Embracing the change

This may be a no-brainer, but the more often you change, the easier it is. The first upgrades are always harder to do, and you must expect that Changing your company's culture to embrace change will take time and effort.

Rejecting "because I said so" as a reason

The authors highlight that Google pushes a data-driven culture for making decisions. Overall, every decision must be justified with arguments, and authority decisions made "because you said so" don't have their place. As they say, unanimity isn't expected, but the consensus is. Deciders must be capable of giving a reason when they're asked.

Confidence helps you save money

Instead of controlling your coworker when they need a pen or any cheap stuff to work, build an obstacle-free environment. For instance, keep a closet full of such supplies that are free to take. This will avoid spending money and time on unlikely and unimportant robberies.

Be vigilant about your resource consumption

This incentive is particularly actual: our planet's resources are limited. We need to pay attention to our product's consumption and tools.

The authors highlight a paradox I didn't know about before, the Jevons Paradox:

Consumption of a resource may increase as a response to greater efficiency in its use

As a developer, you must have already heard about someone asking for a new, more powerful computer to compile faster. Or add more RAM and CPUs to some servers to make the web applications run faster.

Most of the time, this is okay. But only if you have eliminated the bloat in your tools and software. For instance, upgrading your build system costs less than changing your computer.

The Genius Myth

Software engineering is often about team working, not about being a genius. Few IT jobs require zero interaction with humans :-D.

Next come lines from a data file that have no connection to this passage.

PR #4607, opened 2022-04-11
feat: codelens to show real value

nliu-ms:
show real values for manifest template (local & dev)
image


nliu-ms:
E2E TEST: n/a

packages/vscode-extension/src/codeLensProvider.ts
```diff
@@ -98,16 +116,62 @@ export class ManifestTemplateCodeLensProvider implements vscode.CodeLensProvider
...
+
+        const localValue = getPropertyByPath(localEnvInfo, key);
+        title = `${title} ${environmentManager.getLocalEnvName()}: ${localValue}`;
+
+        const defaultValue = getPropertyByPath(defaultEnvInfo, key);
+        title = `${title}, ${defaultEnvInfo.envName}: ${defaultValue}`;
+
+        lens.command = {
+          title: title,
+          command: "fx-extension.openConfigState",
```
HuihuiWu-Microsoft, line 167: Does this feature show real value for config?  If so, should pass 'config' as type here.

HuihuiWu-Microsoft:
If we show local&default env values for codelens, will users know he can also click on the codelens to check values for other env?

nliu-ms:
> If we show local&default env values for codelens, will users know he can also click on the codelens to check values for other env?

We will add a hover to show values for other environments.

packages/vscode-extension/src/codeLensProvider.ts
nliu-ms: Updated, thanks!

HuihuiWu-Microsoft (approved):

PR #4609, opened 2022-04-11
chore(apicon): add custom auth sample

xzf0587:
Here is the custom auth provider sample code.

Will add other content after the sample code is confirmed.


packages/fx-core/tests/plugins/resource/apiconnector/expectedFiles/js/custom.js
```diff
@@ -0,0 +1,53 @@
...
+  AddAuthenticationInfo = async (config) => {
+    if (!config.headers) {
+      config.headers = {};
+    }
+    config.headers[this.customProperty] = this.customValue;
+    return config;
+  };
+}
+
+// Loads current app's configuration and use app for auth.
```
blackchoey, line 24: Let's remove `use app for auth` to avoid distracting users, since it's not AAD auth. Please also update the ts part

blackchoey (approved):

PR #4614, opened 2022-04-11
perf(cli): add 'add sso' for cli

KennethBWSong:
Will add e2e test in another pr.


Alive-Fish (dismissed):

packages/cli/src/cmds/add.ts
```diff
@@ -70,12 +71,65 @@ export class AddCICD extends YargsCommand {
...
+  public readonly commandHead = `sso`;
+  public readonly command = this.commandHead;
+  public readonly description = "Add Single Sign On for your project.";
+
+  public builder(yargs: Argv): Argv<any> {
+    this.params = HelpParamGenerator.getYargsParamForHelp("addSso");
+    return yargs.version(false).options(this.params);
+  }
+
+  public modifyArguments(args: { [argName: string]: any }): { [argName: string]: any } {
```
SLdragon, line 84: seems this function does nothing?

KennethBWSong: Followed code structure in addCICD above, not quite sure whether it is required.

SLdragon: You can ask @Alive-Fish whether it required, if not required, you can remove it

SLdragon (approved):

PR #4627, opened 2022-04-12
feat: add hover for manifest template

nliu-ms:
When user hover over the placeholder, it will show values from all environments, with the button to open state/config file.
image

### DIFF
--- a/packages/vscode-extension/src/hoverProvider.ts
+++ b/packages/vscode-extension/src/hoverProvider.ts
@@ -1,0 +1,75 @@
+// Copyright (c) Microsoft Corporation.
+// Licensed under the MIT license.
+
+import * as vscode from "vscode";
+import { getPropertyByPath } from "@microsoft/teamsfx-core";
+import { manifestConfigDataRegex, manifestStateDataRegex } from "./constants";
+import { core, getSystemInputs } from "./handlers";
+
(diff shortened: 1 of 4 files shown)


nliu-ms:
E2E TEST: n/a

packages/vscode-extension/src/hoverProvider.ts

What will make or break your career, especially at a company like Google, is how well you collaborate with others.

It's pleasant to see that collaboration is seen as a skill. The more you take responsibility, the more likely your collaboration skills will be valuable. Rhetoric and communication will be determinants.

Conclusion

This format is about lessons put one after another, so I'll keep this article short. See you for the next part!